[Materials provided — start]

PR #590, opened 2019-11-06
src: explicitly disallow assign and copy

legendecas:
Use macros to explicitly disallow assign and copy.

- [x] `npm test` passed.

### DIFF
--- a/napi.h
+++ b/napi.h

[Materials provided — finish]

_Instructions for the task:_ From the entries, copy out each line containing the word "disallow".

_Response:_
src: explicitly disallow assign and copy
Use macros to explicitly disallow assign and copy.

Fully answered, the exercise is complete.